PR #3297, opened 2022-02-01
fix: relative to the current directory rules

2ZeroSix:
fixes handling of  statements that should be handled against directory of "ignore" file

quote from https://git-scm.com/docs/gitignore#_pattern_format
> - The slash / is used as the directory separator. Separators may occur at the beginning, middle or end of the .gitignore search pattern.
> 
> - If there is a separator at the beginning or middle (or both) of the pattern, then the pattern is relative to the directory level of the particular .gitignore file itself. Otherwise the pattern may also match at any level below the .gitignore level.

### DIFF
--- a/lib/src/ignore.dart
+++ b/lib/src/ignore.dart
@@ -285,8 +285,8 @@ class Ignore {
       }
       if (currentIsDir) {
         final ignore = ignoreForDir(normalizedCurrent);
-        ignoreStack
-            .add(ignore == null ? null : _IgnorePrefixPair(ignore, current));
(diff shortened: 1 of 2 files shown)


jonasfj:
CC, @sigurdm do you concur?

sigurdm (approved):
Thanks for the fix!

LGTM

2ZeroSix:
fixed format issues

2ZeroSix:
@jonasfj it seems to be ready for merge

jonasfj (approved):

***

Please transcribe the records exactly from their first line through the line holding "the .gitignore level.", and leave out all others.

§ Response below
PR #3297, opened 2022-02-01
fix: relative to the current directory rules

2ZeroSix:
fixes handling of  statements that should be handled against directory of "ignore" file

quote from https://git-scm.com/docs/gitignore#_pattern_format
> - The slash / is used as the directory separator. Separators may occur at the beginning, middle or end of the .gitignore search pattern.
> 
> - If there is a separator at the beginning or middle (or both) of the pattern, then the pattern is relative to the directory level of the particular .gitignore file itself. Otherwise the pattern may also match at any level below the .gitignore level.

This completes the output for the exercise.